● WORK REQUEST: Nothing but the lines below between the line holding "PR #9028, opened 2025-02-04" and the line holding "##### COMPONENT NAME", inclusive, should appear in the answer, each set down exactly.

● RECORDS FOR THIS EXERCISE:
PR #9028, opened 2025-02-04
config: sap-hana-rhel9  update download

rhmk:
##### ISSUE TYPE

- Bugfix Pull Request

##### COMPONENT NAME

* * *

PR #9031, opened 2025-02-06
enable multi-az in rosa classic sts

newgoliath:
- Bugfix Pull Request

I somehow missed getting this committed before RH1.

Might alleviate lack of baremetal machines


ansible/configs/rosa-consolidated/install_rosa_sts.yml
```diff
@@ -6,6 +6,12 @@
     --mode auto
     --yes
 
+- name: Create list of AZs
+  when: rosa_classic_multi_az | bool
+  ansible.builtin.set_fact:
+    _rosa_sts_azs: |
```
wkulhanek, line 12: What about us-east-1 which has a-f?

● RESULT OF THIS TASK:
PR #9028, opened 2025-02-04
config: sap-hana-rhel9  update download

rhmk:
##### ISSUE TYPE

- Bugfix Pull Request

##### COMPONENT NAME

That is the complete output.